Journalist Slavko Curuvija, murdered in Belgrade in 1999 (Photo: Predrag Mitic)
As NATO bombs were falling on the Serbian capital Belgrade on 11 April 1999 , a man was being executed on a side street in the centre of the city. The victim was later identified as Slavko Curuvija, a prominent Serbian anti-regime journalist. A post mortem found that Curuvija had been shot in the back 17 times. Five days earlier the state-run daily Politika Ekspres had published an article calling Curuvija a traitor and a NATO supporter.
Fast forward to 1 June 2015: the trial of four former security officers begins before a special court in Belgrade.

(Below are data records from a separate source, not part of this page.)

PR #2084, opened 2019-10-25
Correct "toolchain list" command verbose option

BeniCheni:
Correct the `verbose` (or `v`) option of `toolchain list` to display full path of toolchains. Updated tests.

##### current observation - only displays user's rustup directory

```
→ rustup toolchain list -v                                                     
stable-x86_64-apple-darwin (default)	/Users/bchen/.rustup
nightly-2019-09-25-x86_64-apple-darwin	/Users/bchen/.rustup
nightly-x86_64-apple-darwin	/Users/bchen/.rustup
```

##### fixed version

```
→ rustup toolchain list -v                     
stable-x86_64-apple-darwin (default)	/Users/bchen/.rustup/toolchains/stable-x86_64-apple-darwin/
nightly-2019-09-25-x86_64-apple-darwin	/Users/bchen/.rustup/toolchains/nightly-2019-09-25-x86_64-apple-darwin/
nightly-x86_64-apple-darwin	/Users/bchen/.rustup/toolchains/nightly-x86_64-apple-darwin/
```

### DIFF
--- a/src/cli/common.rs
+++ b/src/cli/common.rs
@@ -8,6 +8,7 @@ use lazy_static::lazy_static;
 use rustup::utils::notify::NotificationLevel;
 use rustup::utils::utils;
 use rustup::{Cfg, Notification, Toolchain, UpdateStatus};
+use std::fs;
 use std::io::{BufRead, BufReader, ErrorKind, Write};
 use std::path::Path;
 use std::process::{Command, Stdio};
@@ -424,14 +425,28 @@ pub fn list_installed_components(toolchain: &Toolchain<'_>) -> Result<()> {
     Ok(())
 }
 
-pub fn list_toolchains(cfg: &Cfg, is_verbose: bool) -> Result<()> {
-    let toolchains = cfg.list_toolchains()?;
-    let toolchain_info = if is_verbose {
-        format!("\t{}", &cfg.rustup_dir.display())
-    } else {
-        String::from("")
+fn print_toolchain_path(cfg: &Cfg, toolchain: &str, if_default: &str, verbose: bool) -> Result<()> {
+    let toolchain_path = {
+        let mut t_path = cfg.toolchains_dir.clone();
+        t_path.push(&toolchain);
+        t_path
     };
+    let toolchain_meta = fs::symlink_metadata(&toolchain_path)?;
+    let toolchain_path = if verbose {
+        if toolchain_meta.is_dir() {
+            format!("\t{}", toolchain_path.display())
+        } else {
+            format!("\t{}", fs::read_link(toolchain_path)?.display())
+        }
+    } else {
+        String::new()
+    };
+    println!("{}{}{}", &toolchain, if_default, toolchain_path);
+    Ok(())
+}
 
+pub fn list_toolchains(cfg: &Cfg, verbose: bool) -> Result<()> {
+    let toolchains = cfg.list_toolchains()?;
     if toolchains.is_empty() {
         println!("no installed toolchains");
     } else if let Ok(Some(def_toolchain)) = cfg.find_default() {
@@ -441,11 +456,13 @@ pub fn list_toolchains(cfg: &Cfg, is_verbose: bool) -> Result<()> {
             } else {
                 ""
             };
-            println!("{}{}{}", &toolchain, if_default, toolchain_info);
+            print_toolchain_path(cfg, &toolchain, if_default, verbose)
+                .expect("Failed to list toolchains' directories");
         }
     } else {
         for toolchain in toolchains {
-            println!("{}{}", &toolchain, toolchain_info);
+            print_toolchain_path(cfg, &toolchain, "", verbose)
+                .expect("Failed to list toolchains' directories");
         }
     }
     Ok(())
--- a/tests/cli-v1.rs
+++ b/tests/cli-v1.rs
@@ -104,14 +104,31 @@ fn list_toolchains() {
             &["rustup", "toolchain", "list", "-v"],
             "(default)\t",
         );
+        #[cfg(windows)]
         expect_stdout_ok(
             config,
-            &["rustup", "toolchain", "list", "--verbose"],
-            "(default)\t",
+            &["rustup", "toolchain", "list", "-v"],
+            "\\toolchains\\nightly-x86",
+        );
+        #[cfg(not(windows))]
+        expect_stdout_ok(
+            config,
+            &["rustup", "toolchain", "list", "-v"],
+            "/toolchains/nightly-x86",
         );
         expect_stdout_ok(config, &["rustup", "toolchain", "list"], "beta-2015-01-01");
-        expect_stdout_ok(config, &["rustup", "toolchain", "list", "-v"], "\t");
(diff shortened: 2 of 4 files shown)


kinnison:
You have some strange indentation which needs fixing in your test.

src/cli/common.rs
```diff
@@ -424,14 +424,36 @@ pub fn list_installed_components(toolchain: &Toolchain<'_>) -> Result<()> {
...
+fn print_toolchain_path(cfg: &Cfg, toolchain: String, if_default: &str, verbose: bool) {
+    let path_delimiter = get_path_delimiter();
+    let toolchain_path = if verbose {
+        format!(
+            "\t{}{}{}{}",
+            cfg.toolchains_dir.display(),
+            path_delimiter,
+            &toolchain,
+            path_delimiter
+        )
```
kinnison: Surely this whole thing would be better done along the lines of:

```rust
let toolchain_path = if verbose {
    let tpath = cfg.toolchains_dir.clone();
    tpath.push(&toolchain);
    format!("\t{}", tpath.display())
}
```

Rather than adding an extra function for the delimiter?

src/cli/rustup_mode.rs
```diff
@@ -60,7 +60,9 @@ pub fn main() -> Result<()> {
         ("default", Some(m)) => default_(cfg, m)?,
         ("toolchain", Some(c)) => match c.subcommand() {
             ("install", Some(m)) => update(cfg, m)?,
-            ("list", Some(m)) => handle_epipe(toolchain_list(cfg, m))?,
+            ("list", Some(m)) => {
+                handle_epipe(common::list_toolchains(cfg, m.is_present("verbose")))?
+            }
```
kinnison: This change isn't really in keeping with the rest of this match, I'd rather leave the expansion of `m.is_present("verbose")` to within a local `toolchain_list()`

tests/cli-v1.rs
```diff
@@ -109,9 +109,55 @@ fn list_toolchains() {
...
+            config,
+            &["rustup", "toolchain", "list", "-v"],
+            "\\toolchains\\nightly-x86",
+        );
+        #[cfg(windows)]
+            expect_stdout_ok(
+            config,
+            &["rustup", "toolchain", "list", "--verbose"],
+            "\\toolchains\\nightly-x86",
+        );
```
kinnison: The `-v`/`--verbose` thing doesn't really need checking here, pick one and test that, no need for both.

tests/cli-v2.rs
```diff
@@ -153,9 +153,55 @@ fn list_toolchains() {
...
+            config,
+            &["rustup", "toolchain", "list", "-v"],
+            "\\toolchains\\nightly-x86",
+        );
+        #[cfg(windows)]
+        expect_stdout_ok(
+            config,
+            &["rustup", "toolchain", "list", "--verbose"],
+            "\\toolchains\\nightly-x86",
+        );
```
kinnison: Again, only need one of `-v` or `--verbose` in this test function.

kinnison (changes requested):
Not bad at all for a first pass.  Please simplify as directed and undo one of your changes, and ensure that the code is properly formatted so it passes the CI.

This is a distinct improvement in output.

BeniCheni:
> Rather than adding an extra function for the delimiter?

>  I'd rather leave the expansion of `m.is_present("verbose")` to within a local `toolchain_list()`

> The `-v`/`--verbose` thing doesn't really need checking here, pick one and test that, no need for both.

@kinnison, updated per suggestions, ready for your next convenience to review again. Thanks!

src/cli/common.rs
```diff
@@ -424,14 +424,20 @@ pub fn list_installed_components(toolchain: &Toolchain<'_>) -> Result<()> {
     Ok(())
 }
 
-pub fn list_toolchains(cfg: &Cfg, is_verbose: bool) -> Result<()> {
-    let toolchains = cfg.list_toolchains()?;
-    let toolchain_info = if is_verbose {
-        format!("\t{}", &cfg.rustup_dir.display())
+fn print_toolchain_path(cfg: &Cfg, toolchain: String, if_default: &str, verbose: bool) {
```
kinnison: It might be cute to also handle symlinked toolchains (`rustup toolchain link`) by reading the symlink and reporting the target rather than the location in `~/.rustup/toolchains`

This might be doable with (untested pseudorust):
```rust
let toolchain_path = {
    let mut t_path = cfg.toolchains_dir.clone();
    t_path.push(&toolchain);
    t_path
};
let toolchain_meta = std::fs::symlink_metadata(&toolchain_path)?;
let toolchain_path = if verbose {
    if toolchain_meta.is_dir() {
        format!("\t{}", toolchain_path.display())
    } else {
        format!("\t{}", std::fs::read_link(toolchain_path)?)
    }
} else {
    String::new()
}
```

You can test whatever you come up with, by doing something like `rustup toolchain link system /usr` and then `rustup toolchain list -v` -- I'd expect the `system` toolchain's path to be listed as `/usr` rather than `/home/whatever/.rustup/toolchains/system`

kinnison: Also, I think I'd prefer if this function took `toolchain` as `&str` even though in theory it's the only consumer of the `String` produced in the calling function -- just to futureproof things a little.

kinnison (changes requested):
This is looking very good, but I had an idea about linked toolchains (see comments)

BeniCheni:
> It might be cute to also handle symlinked toolchains (rustup toolchain link) by reading the symlink and reporting the target rather than the location in ~/.rustup/toolchains

> I'd prefer if this function took toolchain as &str even though in theory it's the only consumer of the String produced in the calling function -- just to futureproof things a little.

Greeting, @kinnison! Sorry about the delay. Been under the "_water_" w. life & work in last couple of days, but now I'm back and pushed an update to the PR.

Like your suggestion of symlink a lot to take the feature further! Updated the feature & added suggested test. Also updated to use `&str` instead of `String` for the `toolchain` param of the `print_toolchain_path` function.

Ready for your next convenience to review again. Thanks!

src/cli/common.rs
```diff
@@ -424,14 +425,28 @@ pub fn list_installed_components(toolchain: &Toolchain<'_>) -> Result<()> {
...
+        let mut t_path = cfg.toolchains_dir.clone();
+        t_path.push(&toolchain);
+        t_path
+    };
+    let toolchain_meta = fs::symlink_metadata(&toolchain_path)?;
+    let toolchain_path = if verbose {
+        if toolchain_meta.is_dir() {
+            format!("\t{}", toolchain_path.display())
+        } else {
+            format!("\t{:?}", fs::read_link(toolchain_path)?)
```
kinnison: Why not:
```suggestion
            format!("\t{}", fs::read_link(toolchain_path)?.display())
```
?

kinnison (changes requested):
Almost there, one little bogon to resolve...

BeniCheni:
> Almost there, one little bogon to resolve...

@kinnison, updated to address the bogon, :) Thanks.

kinnison (approved):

It took 16 years for anyone to stand trial over what had become a notorious case of intimidation of journalists in Serbia.
Much of the credit for pursuing a cause by many considered lost can go to veteran journalist Veran Matic, the editor-in-chief of media group B92.
Several Serbian governments had shown no signs that they were willing to solve Curuvija’s case; the same goes for many other war-time murders. For years, Matic and his fellow journalists would mark the anniversary of Curuvija’s death by laying flowers at Svetogorska Street, where he lived and died, and by raising awareness in the media and with the government. It was not enough.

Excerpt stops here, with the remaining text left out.